After locating "franciszekjob: Yeah rc is completely fine 👍" in the listing below, copy that line and each one after it exactly, ending with the line that has "Closes #3440".

= Beginning of Section =

Issue #3174, opened 2025-04-01
Bump blockifier to v0.14.0


ksew1:
### Which component is your feature related to?

Other (Please describe below)

### Current State

Tracking issue

### Objective

Bump blockifier

PR #3416, opened 2025-05-28
Bump blockifier to 0.14.0

franciszekjob:
Towards #3174

**Stack**:
- #3417
- #3416 ⬅

## Introduced changes

Bump blockifier to v0.14.0

## Checklist

- [x] Linked relevant issue
- [x] Added relevant tests


crates/cheatnet/src/runtime_extensions/common.rs
```diff
@@ -38,7 +40,11 @@ pub fn get_syscalls_gas_consumed(
             let base_cost = if let SyscallSelector::Deploy = selector {
                 syscall_gas_cost.get_syscall_cost(0)
             } else {
-                syscall_gas_cost.base_syscall_cost()
+                versioned_constants
+                    .os_constants
+                    .gas_costs
+                    .base
+                    .syscall_base_gas_cost
```
ddoktorski: Why was it changed?

franciszekjob: It's not needed, leftover from initial adjustments. Restored.

crates/forge-runner/src/build_trace_data.rs
```diff
@@ -123,7 +121,7 @@ pub fn build_profiler_execution_resources(
 ) -> ProfilerExecutionResources {
     let mut profiler_syscall_counter = HashMap::new();
     for (key, val) in syscall_usage {
-        profiler_syscall_counter.insert(build_profiler_deprecated_syscall_selector(key), val);
+        profiler_syscall_counter.insert(key, val);
```
ddoktorski: Actually do we need `profiler_syscall_counter` at all?

crates/data-transformer/src/shared/path.rs
```diff
@@ -10,6 +10,8 @@ pub enum GenericArgsExtractionError {
     InvalidGenericArgs,
     #[error("Expected exactly one generic argument")]
     MoreThanOneGenericArg,
+    #[error("Path segment missing")]
+    PathSegmentMissing,
```
ddoktorski, line 14: Could you give some context why this error needs to be added now?

crates/cheatnet/src/runtime_extensions/common.rs
```diff
@@ -29,7 +28,10 @@ pub fn get_syscalls_gas_consumed(
     syscall_usage
         .iter()
         .map(|(selector, usage)| {
-            let syscall_gas_cost = versioned_constants.get_syscall_gas_cost(selector);
+            let syscall_gas_costs = &versioned_constants.os_constants.gas_costs.syscalls;
+            let syscall_gas_cost = syscall_gas_costs
+                .get_syscall_gas_cost(selector)
+                .expect("Failed to get syscall gas cost");
```
kkawula: How do we prevent it from failing?

crates/forge/tests/integration/gas.rs
```diff
@@ -419,15 +419,15 @@ fn contract_pedersen_cost_cairo_steps() {
 
     assert_passed(&result);
     // 96 = cost of deploy (see snforge_std_deploy_cost test)
-    // 7 = cost of 86 pedersen builtins (because int(0.08 * 86) = 7)
-    // 0 l1_gas + 96 l1_data_gas + 7 * (100 / 0.0025) l2 gas
+    // 10 = cost of 86 pedersen and 62 range check builtins (because int(0.08 * 86 + 0.04 * 62) = 10)
+    // 0 l1_gas + 96 l1_data_gas + 10 * (100 / 0.0025) l2 gas
```
ddoktorski: This appears to be incorrect, the logic for gas calculation can be a bit unintuitive in this case. It doesn't sum the builtin usage, but instead it only considers the usage of the most expensive builtin or steps.

In this situation it seems that the number of steps increased and exceeded the cost of pedersen operations (steps: `ceil(2856 * 0.0025) = 8` vs pedersen: `ceil(86 * 0.08) = 7`). To make this test behave as it did before, you’ll need to increase the number of pedersen calls in the `GasChecker` contract.

For reference you can take a look at:
https://github.com/starkware-libs/sequencer/blob/main-v0.14.0/crates/blockifier/src/fee/fee_utils.rs#L63-L110
https://docs.starknet.io/architecture-and-concepts/network-architecture/fee-mechanism/#overall_fee (note the max in the formula)

crates/cheatnet/src/runtime_extensions/common.rs
franciszekjob: I don't understand your question - `get_syscall_gas_cost` returns `Result` so there's no other way than to use `expect` 😅

crates/forge-runner/src/build_trace_data.rs
franciszekjob: Right, we don't need it, removed.

crates/data-transformer/src/shared/path.rs
franciszekjob: [`split`](https://github.com/foundry-rs/starknet-foundry/blob/7d1c6a199b4f7e4c337165a9d130701be25815cb/crates/data-transformer/src/shared/path.rs#L36) function returns `Result<SplitResult, GenericArgsExtractionError>` and when matching `p` (which is of type `PathSegment`), we need to handle `Missing` variant. But looking at it now, it seems that `GenericArgsExtractionError` should be renamed (e.g. to `PathSplitError` ?) so it has a broader scope. Wdyt?

crates/cheatnet/src/forking/state.rs
```diff
@@ -68,7 +68,7 @@ fn other_provider_error<T>(boxed: impl ToString) -> Result<T, StateError> {
     let err_str = boxed.to_string();
 
     Err(StateReadError(
-        if err_str.contains("error sending request for url") {
+        if err_str.contains("error sending request") {
```
franciszekjob: note: Seems that error message was reduced, with the old `error sending request for url`, test `test_calling_nonexistent_url ` is failing. See https://github.com/foundry-rs/starknet-foundry/actions/runs/15439759021/job/43454570622?pr=3416

cptartur: That's weird, these errors originate in starknet rs I think or somewhere related and we didn't bump those.

crates/cheatnet/src/runtime_extensions/common.rs
cptartur: Seems that a bunch of syscalls are deprecated and will fail if trying to use them
https://github.com/starkware-libs/sequencer/blob/b4d231909527de0949f8422c1889cbdce3b0790b/crates/blockifier/src/blockifier_versioned_constants.rs#L879

It seems that methods from `corelib::starknet::` don't utilized them (I've only checked `get_caller_address` though) so it should be good but we should make sure no tests on our side fail due to syscall problems.

crates/cheatnet/src/runtime_extensions/forge_runtime_extension/cheatcodes/cheat_block_hash.rs
```diff
@@ -81,7 +81,7 @@ impl CheatnetState {
         &mut self,
         contract_address: ContractAddress,
         block_number: u64,
```
cptartur, line 83: Why does it need to be mutable now?

crates/data-transformer/src/shared/path.rs
cptartur: Do we handle these errors in anyway or just bubble them to the user eventually?

Renaming seems fine, segment path being invalid seems non-recoverable from data transformer side so I'd just bubble these.

cc @ksew1 can you take a look?

crates/forge-runner/src/running/setup.rs
```diff
@@ -40,7 +40,19 @@ pub fn initialize_execution_context<'a>(
     // Instantiate Cairo runner.
     let proof_mode = false;
     let trace_enabled = true;
-    let mut runner = CairoRunner::new(program, LayoutName::all_cairo, proof_mode, trace_enabled)?;
+    let mut runner = CairoRunner::new(
+        program,
+        LayoutName::all_cairo,
+        // The `dynamic_layout_params` argument should only be used with dynamic layout.
+        // It is ignored otherwise.
+        // See: https://github.com/lambdaclass/cairo-vm/blob/4f02f5aab30f9062c2db1f5addbf28d34843168e/vm/src/vm/runners/cairo_runner.rs#L171
```
cptartur: Don't think we need to be copying these comments

crates/forge-runner/src/running/setup.rs
```diff
@@ -40,7 +40,19 @@ pub fn initialize_execution_context<'a>(
...
+        None,
+        proof_mode,
+        trace_enabled,
+        // By default, padding should be enabled
+        // See: https://github.com/lambdaclass/cairo-vm/blob/e339ab7cea2794428cff791a84c45841b84ca854/vm/src/cairo_run.rs#L37-L44
+        false,
```
cptartur: This should be "extracted" to a variable above, like `proof_mode` and `trace_enabled`.

cptartur: https://github.com/lambdaclass/cairo-vm/blob/4f02f5aab30f9062c2db1f5addbf28d34843168e/vm/src/vm/runners/cairo_runner.rs#L233

Seems that it can only be true in `proof_mode` which is false for us so it's good. 
But it could be worth verifying what these paddings are doing to the trace beyond the comment.

crates/forge/tests/data/contracts/gas_checker.cairo
```diff
@@ -262,6 +262,45 @@ mod GasChecker {
...
+            core::pedersen::pedersen(1, 2);
+            core::pedersen::pedersen(1, 2);
+            core::pedersen::pedersen(1, 2);
+            core::pedersen::pedersen(1, 2);
+            core::pedersen::pedersen(1, 2);
+            core::pedersen::pedersen(1, 2);
+            core::pedersen::pedersen(1, 2);
+            core::pedersen::pedersen(1, 2);
+            core::pedersen::pedersen(1, 2);
+            core::pedersen::pedersen(1, 2);
```
cptartur: Why these additions?

cptartur (commented):
Seems like mostly harmless bump this time

crates/cheatnet/src/runtime_extensions/common.rs
kkawula: That was what I meant, Thanks

crates/cheatnet/src/forking/state.rs
franciszekjob: > That's weird, these errors originate in starknet rs I think or somewhere related and we didn't bump those.

I don't think it's from starknet-rs - `StateReadError` comes from blockifier, which doesn't use starknet-rs. It's probably from one of blockifier's request/network-related dependencies and the error string got shortened (?). Not sure if it's worth deeper investigation.

crates/cheatnet/src/runtime_extensions/forge_runtime_extension/cheatcodes/cheat_block_hash.rs
franciszekjob: Yes, below we call

```rust
syscall_handler.base.get_block_hash(block_number)?,
```

and [`get_block_hash`](https://github.com/starkware-libs/sequencer/blob/e4fc6e4013b10055c45827ea2d8c6ac055c2e511/crates/blockifier/src/execution/syscalls/syscall_base.rs#L120) needs mutable reference.

crates/forge/tests/data/contracts/gas_checker.cairo
franciszekjob: See https://github.com/foundry-rs/starknet-foundry/pull/3416#discussion_r2126387619

crates/cheatnet/src/runtime_extensions/common.rs
franciszekjob: Ok I see - I don't think we can do it. But for better experience while potentially facing this error, maybe `unwrap_or_else(|e| panic!("Failed to get syscall gas cost: {e}"))`, wdyt?

crates/data-transformer/src/shared/path.rs
ksew1: Yep, i would just bubble it and rename the enum

crates/cheatnet/src/runtime_extensions/common.rs
kkawula: Looks good, but I would be great to test it using Ma'at with nightly fonudry build

crates/forge-runner/src/build_trace_data.rs
```diff
@@ -118,13 +113,8 @@ fn build_profiler_call_trace_node(
 #[must_use]
 pub fn build_profiler_execution_resources(
     execution_resources: ExecutionResources,
-    syscall_usage: SyscallUsageMap,
     gas_consumed: u64,
 ) -> ProfilerExecutionResources {
-    let mut profiler_syscall_counter = HashMap::new();
-    for (key, val) in syscall_usage {
-        profiler_syscall_counter.insert(build_profiler_deprecated_syscall_selector(key), val);
-    }
```
kkawula: @piotmag769 wdyt?

crates/forge-runner/src/build_trace_data.rs
```diff
@@ -206,80 +196,6 @@ fn build_profiler_entry_point_type(value: EntryPointType) -> ProfilerEntryPointT
...
-        DeprecatedSyscallSelector::DelegateL1Handler => {
-            ProfilerDeprecatedSyscallSelector::DelegateL1Handler
-        }
-        DeprecatedSyscallSelector::Deploy => ProfilerDeprecatedSyscallSelector::Deploy,
-        DeprecatedSyscallSelector::EmitEvent => ProfilerDeprecatedSyscallSelector::EmitEvent,
-        DeprecatedSyscallSelector::GetBlockHash => ProfilerDeprecatedSyscallSelector::GetBlockHash,
-
-        DeprecatedSyscallSelector::GetBlockNumber => {
-            ProfilerDeprecatedSyscallSelector::GetBlockNumber
-        }
```
kkawula: Is it still required by profiler?  @piotmag769

crates/sncast/Cargo.toml
```diff
@@ -33,8 +33,8 @@ data-transformer = { path = "../data-transformer" }
 configuration = { path = "../configuration" }
 shared = { path = "../shared" }
 forge_runner = { path = "../forge-runner" }
-cairo-lang-runner = "2.11.2"
-cairo-lang-runnable-utils = "2.11.2"
+cairo-lang-runner = "2.12.0-rc.0"
+cairo-lang-runnable-utils = "2.12.0-rc.0"
```
kkawula, line 38:
```suggestion
cairo-lang-runner.workspace = true
cairo-lang-runnable-utils.workspace = true
```

crates/forge-runner/src/build_trace_data.rs
piotmag769: Nope, but will be needed in https://github.com/software-mansion/cairo-profiler/issues/175 so imo mark with `#[expect(dead_code)]`

crates/sncast/Cargo.toml
ddoktorski: Afaik we don't want to include dependencies on `cairo-lang-runner` in the workspace config. There has been an effort to avoid relying on it from multiple sources. Eventually it should also be removed from the `sncast` crate.

crates/cheatnet/src/forking/state.rs
cptartur: We mostly throw these errors from `ForkStateReader`, I think it's unlikely it's coming from blockifier itself, it's not making any requests to the network.
It might be from reqwest or some other network related package maybe?

Cargo.toml
```diff
@@ -29,22 +29,22 @@ license = "MIT"
 license-file = "LICENSE"
 
 [workspace.dependencies]
-blockifier = { git = "https://github.com/software-mansion-labs/sequencer.git", branch = "main-v0.13.5-modified-sierra-dep", default-features = false, features = ["testing", "tracing"] }
+blockifier = { git = "https://github.com/starkware-libs/sequencer.git", branch = "main-v0.14.0", default-features = false, features = ["testing", "tracing"] }
```
cptartur: Supposedly there has been an RC crates release for blockifier but it's quite old at this point. We should probably still track a branch and monitor releases.

crates/cheatnet/src/runtime_extensions/common.rs
cptartur: Let's both improve the error and test it with maat eventually.

crates/data-transformer/src/shared/parsing.rs
```diff
@@ -18,6 +18,7 @@ pub fn parse_expression(source: &str, db: &SimpleParserDatabase) -> Result<Expr,
         content: source.to_string().into(),
         code_mappings: [].into(),
         kind: FileKind::Expr,
+        original_item_removed: false,
```
cptartur, line 21: Do we know what it does? (not super critical)

crates/forge/tests/data/contracts/gas_checker.cairo
cptartur: Did you link the correct comment? How are deprecated syscalls related to this?

crates/sncast/Cargo.toml
cptartur: `cairo-lang-runner` must not escape the containment of sncast 😅 
We'll remove it entirely eventually but it's a bigger lift for now.

cptartur (commented):
Looks good

crates/forge-runner/src/build_trace_data.rs
```diff
@@ -206,19 +199,21 @@ fn build_profiler_entry_point_type(value: EntryPointType) -> ProfilerEntryPointT
...
+    value: SyscallSelector,
 ) -> ProfilerDeprecatedSyscallSelector {
     match value {
         DeprecatedSyscallSelector::CallContract => ProfilerDeprecatedSyscallSelector::CallContract,
         DeprecatedSyscallSelector::DelegateCall => ProfilerDeprecatedSyscallSelector::DelegateCall,
         DeprecatedSyscallSelector::DelegateL1Handler => {
             ProfilerDeprecatedSyscallSelector::DelegateL1Handler
         }
-        DeprecatedSyscallSelector::Deploy => ProfilerDeprecatedSyscallSelector::Deploy,
+        DeprecatedSyscallSelector::Deploy | DeprecatedSyscallSelector::MetaTxV0 => {
```
ddoktorski: Maybe let's add a separate arm for `MetaTxV0` with a TODO comment?

crates/forge/tests/integration/gas.rs
```diff
@@ -1087,7 +1087,7 @@ fn deploy_syscall_cost_sierra_gas() {
         GasVector {
             l1_gas: GasAmount(0),
             l1_data_gas: GasAmount(96),
-            l2_gas: GasAmount(639_664),
+            l2_gas: GasAmount(643_974),
```
ddoktorski: Comment with calculations above not updated

crates/forge/tests/integration/gas.rs
```diff
@@ -1120,15 +1120,15 @@ fn snforge_std_deploy_cost_sierra_gas() {
     // 96 = gas cost of onchain data (see `deploy_syscall_cost_sierra_gas` test)
     // 20000 = cost of 2 keccak syscall (see `deploy_syscall_cost_sierra_gas` test)
     // 147660 = cost of 1 deploy syscall (see `deploy_syscall_cost_sierra_gas` test)
-    // 491944 = reported consumed sierra gas
-    // 0 l1_gas + 96 l1_data_gas + (20000 + 147660 + 491944) l2 gas
+    // 496158 = reported consumed sierra gas
+    // 0 l1_gas + 96 l1_data_gas + (20000 + 147660 + 496158) l2 gas
```
ddoktorski: It doesn't sum up to `663_914`

crates/forge/tests/integration/gas.rs
```diff
@@ -1200,15 +1200,15 @@ fn contract_keccak_cost_sierra_gas() {
     // 87650 = cost of 1 call contract syscall (because 1 * 866 * 100 + 15 * 70)
     //      -> 1 call contract syscall costs 866 cairo steps and 15 range check builtins
     //      -> 1 range check costs 70
-    // 1160975 = reported consumed sierra gas
-    // 0 l1_gas + 96 l1_data_gas + (142810 + 50000 + 87650 + 1160975) l2 gas
+    // 1169099 = reported consumed sierra gas
+    // 0 l1_gas + 96 l1_data_gas + (142810 + 50000 + 87650 + 1169099) l2 gas
```
ddoktorski: It doesn't add up either, please go through all the modified tests to double check the correctness of the values 🙏

crates/cheatnet/src/forking/state.rs
franciszekjob: > It might be from reqwest or some other network related package maybe?

That's what I've mentioned 😄  _It's probably from one of blockifier's request/network-related dependencies_

crates/forge/tests/data/contracts/gas_checker.cairo
franciszekjob: It's this one
image

Cargo.toml
franciszekjob: Yup, it's quite old.

ddoktorski (changes requested):

crates/data-transformer/src/shared/parsing.rs
franciszekjob: From what Karol said, it's for macros and LS
cc @ksew1

crates/forge/tests/integration/gas.rs
franciszekjob: Right, reported consumed sierra gas should be`496254`, thanks for catching 👁️ .

crates/forge/tests/integration/gas.rs
franciszekjob: reported consumed sierra gas should be `1169195`

crates/data-transformer/src/shared/parsing.rs
ksew1: Yep, this should be set to `false`

crates/forge-runner/src/build_trace_data.rs
franciszekjob: Actually, I've added it as a variant of `ProfilerDeprecatedSyscallSelector` in `cairo-aoontations`, so should be fine now.

Cargo.toml
cptartur: Let's upgrade it once there's something not rc released.

crates/forge/tests/data/contracts/gas_checker.cairo
cptartur: Right, make sense. Steps are more expensive without these much repetitions of `pedersen`?

cptartur (approved):
Didn't

crates/forge-runner/src/build_trace_data.rs
ksew1: Please don't deleted this it will be used in https://github.com/foundry-rs/starknet-foundry/pull/3472

crates/forge-runner/src/build_trace_data.rs
```diff
@@ -118,13 +116,8 @@ fn build_profiler_call_trace_node(
 #[must_use]
 pub fn build_profiler_execution_resources(
     execution_resources: ExecutionResources,
-    syscall_usage: SyscallUsageMap,
     gas_consumed: u64,
 ) -> ProfilerExecutionResources {
-    let mut profiler_syscall_counter = HashMap::new();
```
ksew1: Please don't delete this it will be used in https://github.com/foundry-rs/starknet-foundry/pull/3472

crates/cheatnet/src/runtime_extensions/forge_runtime_extension/mod.rs
```diff
@@ -568,6 +565,71 @@ fn handle_declare_deploy_result<T: CairoSerialize>(
...
+        .gas_costs
+        .base
+        .memory_hole_gas_cost;
+    vm_resource_to_gas_amount(n_memory_holes, gas_per_memory_hole, "memory_holes")
+}
+
+// TODO: Should be taken from blockifier
+// Copied blockifier code
+// https://github.com/starkware-libs/sequencer/blob/5bc3098ebd04facfc3868fd09d818392748a81b4/crates/blockifier/src/bouncer.rs#L649
+fn vm_resources_to_sierra_gas(
```
cptartur: Why do we have to copy it? It seems to be publish now.

crates/forge/tests/integration/gas.rs
```diff
@@ -1714,167 +1714,15 @@ fn events_contract_cost_sierra_gas() {
...
             l1_gas: GasAmount(0),
             l1_data_gas: GasAmount(96),
-            l2_gas: GasAmount(1_240_510),
-        },
-    );
-}
-
-#[test]
-#[cfg_attr(not(feature = "scarb_since_2_10"), ignore)]
-fn nested_call_cost_sierra_gas() {
```
cptartur: Why was these removed?

cptartur (changes requested):

crates/cheatnet/src/runtime_extensions/forge_runtime_extension/mod.rs
franciszekjob: Wasn't present at the time when I was commiting, now it is. Changed.

crates/forge/tests/integration/gas.rs
franciszekjob: Restored, deleted by accident while rebasing 🥶

cptartur (approved):

Cargo.toml
```diff
@@ -29,22 +29,22 @@ license = "MIT"
 license-file = "LICENSE"
 
 [workspace.dependencies]
-blockifier = { git = "https://github.com/starkware-libs/sequencer.git", branch = "main-v0.13.6", default-features = false, features = ["testing", "tracing"] }
```
franciszekjob, line 32: note: `testing` is needed for cloning some structures, e.g. https://github.com/starkware-libs/sequencer/blob/1fdedd1d82efff086382db12f887defb1e4e2cdf/crates/blockifier/src/execution/call_info.rs#L34
`tracing` is needed for [`ExecutionRunnerMode::Tracing`](https://github.com/starkware-libs/sequencer/blob/1fdedd1d82efff086382db12f887defb1e4e2cdf/crates/blockifier/src/execution/entry_point_execution.rs#L58-l59)

cptartur (approved):

Cargo.toml
```diff
@@ -29,22 +29,22 @@ license = "MIT"
...
+cairo-lang-starknet = "2.12.0-rc.0"
+cairo-lang-filesystem = "2.12.0-rc.0"
+cairo-lang-diagnostics = "2.12.0-rc.0"
+cairo-lang-sierra-type-size = "2.12.0-rc.0"
+cairo-lang-syntax = "2.12.0-rc.0"
+cairo-lang-test-plugin = "2.12.0-rc.0"
+cairo-lang-starknet-classes = "2.12.0-rc.0"
+cairo-lang-parser = "2.12.0-rc.0"
+cairo-vm = "2.2.0"
+cairo-annotations = { git = "https://github.com/software-mansion/cairo-annotations.git", branch = "bump-cairo-to-2.12" }
```
ddoktorski: Why is it not `0.4.0`?

crates/runtime/src/starknet/context.rs
```diff
@@ -43,8 +42,10 @@ pub fn build_block_context(block_info: &BlockInfo, chain_id: Option<ChainId>) ->
         ChainInfo {
             chain_id: chain_id.unwrap_or_else(default_chain_id),
             fee_token_addresses: FeeTokenAddresses {
-                strk_fee_token_address: contract_address!(ERC20_CONTRACT_ADDRESS),
-                eth_fee_token_address: contract_address!(ERC20_CONTRACT_ADDRESS),
+                strk_fee_token_address: ContractAddress::try_from_hex_str(ERC20_CONTRACT_ADDRESS)
+                    .unwrap(),
+                eth_fee_token_address: ContractAddress::try_from_hex_str(ERC20_CONTRACT_ADDRESS)
+                    .unwrap(),
```
ddoktorski: Not related to this PR, but what is actually this setting and why does it use the same value for both tokens?

Cargo.toml
cptartur: Maybe let's push an RC or normal release of cairo-annotations so we can use it directly?

franciszekjob: > Why is it not 0.4.0?

0.4.0 doesn't use Cairo 2.12

> Maybe let's push an RC or normal release of cairo-annotations so we can use it directly?

Yup, cc @ksew1

crates/runtime/src/starknet/context.rs
franciszekjob: Based on field names, it should obviously set addresses for fee tokens.

> why does it use the same value for both tokens

Tbh idk xd I've changed it so it's correct now, not sure why it has been like that.

Cargo.toml
ksew1: The problem is that we use `rc` cairo deps. I will realese `0.5.0-rc.1` as it depends on `rc` version of cairo

franciszekjob: Yeah rc is completely fine 👍

ksew1: `0.5.0-rc.1` just landed on crates.io 😄

franciszekjob: Thanks!

ddoktorski (approved):

PR #3438, opened 2025-06-04
Use devnet from .tool-versoins

### LINKED ISSUE #3440: Unify devnet config

kkawula:
Closes #3440

We will lose possiblity to install devnet from ref, but probably we can get along with them to release rc if needed

## Introduced changes

-

## Checklist

- [ ] Linked relevant issue
- [ ] Added relevant tests


.github/workflows/ci.yml
```diff
@@ -264,22 +264,7 @@ jobs:
...
-        uses: actions/cache@v4
-        with:
-          path: ${{ github.workspace }}\crates\sncast\tests\utils\devnet
-          key: ${{ runner.os }}-devnet-${{ env.DEVNET_REV }}
-      - name: Install devnet
-        if: runner.os == 'Windows' && steps.windows-devnet-cache.outputs.cache-hit != 'true'
-        run: |
-          $DEVNET_INSTALL_DIR = "${{ github.workspace }}\crates\sncast\tests\utils\devnet"
-          cargo install --git https://github.com/0xSpaceShard/starknet-devnet.git --locked --rev ${{ env.DEVNET_REV }} --root $DEVNET_INSTALL_DIR
+      - uses: asdf-vm/actions/install@05e0d2ed97b598bfce82fd30daf324ae0c4570e6
```
cptartur, line 267: This breaks installation on Windows, which is fine because we don't care about it anymore. But please first create an PR that removes any logic for running tests on windows and building binaries for it.

You can create a separate task for that and assign yourself to it.

.tool-versions
```diff
@@ -1 +1,2 @@
 scarb 2.9.4
+starknet-devnet 0.4.2
```
cptartur, line 2: I like this approach however it becomes problematic when we want to use devnet from a branch or other unreleased source. Is there some override mechanism in asdf (I don't think so)?

We should communicate with shardlabs on slack and check if they will be fine with pushing pre-releases from WIP branches in case we need them.

kkawula:
Closing as duplicate #3455

Issue #3355, opened 2025-05-18
Running multiple tests with `trace-verbosity` results in a panic


amanusk:
### Select Tool

snforge

### Foundry Version

0.43.0

### What operating system are you using?

Linux

### What system architecture are you using?

x86

### Issue Description

Running multiple tests with `--trace-verbosity detailed`, results in an error

Repo:
https://github.com/amanusk/starknet-foundry-template

Error:
```thread 'tokio-runtime-worker' panicked at crates/debugging/src/trace/collect.rs:106:14:
contract name should be present in `ContractsData`
note: run with `RUST_BACKTRACE=1` environment variable to display a backtrace
[ERROR] task 17 panicked with message "contract name should be present in `ContractsData`"
```

Renning without traces doesn't result in an error

Backtrace
```
thread 'tokio-runtime-worker' panicked at crates/debugging/src/trace/collect.rs:106:14:
contract name should be present in `ContractsData`
stack backtrace:
   0: rust_begin_unwind
   1: core::panicking::panic_fmt
   2: core::option::expect_failed
   3: core::ops::function::impls::<impl core::ops::function::FnOnce<A> for &mut F>::call_once
   4: <alloc::vec::Vec<T> as alloc::vec::spec_from_iter::SpecFromIter<T,I>>::from_iter
   5: debugging::trace::types::Trace::new
   6: forge_runner::test_case_summary::TestCaseSummary<forge_runner::test_case_summary::Single>::from_run_completed
   7: forge_runner::running::extract_test_case_summary
   8: forge_runner::running::run_test::{{closure}}
   9: tokio::runtime::task::core::Core<T,S>::poll
  10: tokio::runtime::task::harness::Harness<T,S>::poll
  11: tokio::runtime::blocking::pool::Inner::run
note: Some details are omitted, run with `RUST_BACKTRACE=full` for a verbose backtrace.
[ERROR] task 17 panicked with message "contract name should be present in `ContractsData`"
```

PR #3446, opened 2025-06-08
Add sync client

ksew1:
Towards #3355

commit-id:7816c922

---

**Stack**:
- #3451
- #3449
- #3448
- #3447
- #3446 ⬅

### DIFF
--- a/crates/cheatnet/src/forking/state.rs
+++ b/crates/cheatnet/src/forking/state.rs
@@ -1,5 +1,6 @@
 use crate::forking::cache::ForkCache;
 use crate::state::BlockInfoReader;
+use crate::sync_client::SyncClient;
 use anyhow::{Context, Result};
 use blockifier::execution::contract_class::{
     CompiledClassV0, CompiledClassV0Inner, CompiledClassV1, RunnableCompiledClass,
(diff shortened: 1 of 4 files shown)


crates/shared/src/sync_client.rs
```diff
@@ -0,0 +1,59 @@
...
+use starknet::providers::{JsonRpcClient, Provider, ProviderError};
+use starknet_api::block::BlockNumber;
+use starknet_types_core::felt::Felt;
+use tokio::runtime::Runtime;
+use url::Url;
+
+#[derive(Debug)]
+pub struct SyncClient {
+    client: JsonRpcClient<HttpTransport>,
+    block_id: BlockId,
```
franciszekjob: What's the idea behind holding block id here? Why isn't it a param in respective methods?

crates/shared/src/sync_client.rs
franciszekjob, line 1: shared package is an anti-pattern so I think we should omit to enlarge it 😅

ksew1: Where would you put this then?

crates/shared/src/sync_client.rs
ksew1: Throughout our codebase, we have always used a fixed block ID, as it is set in the ForkConfig.

crates/shared/src/sync_client.rs
franciszekjob: cheatnet?

ksew1: Yeah, we can put this in cheatnet and make it public

franciszekjob: Let's do that then

crates/shared/src/sync_client.rs
franciszekjob: Ok I see, let's leave it like that then

ddoktorski (approved):

franciszekjob (approved):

= End of Section =

### ANSWER SPACE
franciszekjob: Yeah rc is completely fine 👍

ksew1: `0.5.0-rc.1` just landed on crates.io 😄

franciszekjob: Thanks!

ddoktorski (approved):

PR #3438, opened 2025-06-04
Use devnet from .tool-versoins

### LINKED ISSUE #3440: Unify devnet config

kkawula:
Closes #3440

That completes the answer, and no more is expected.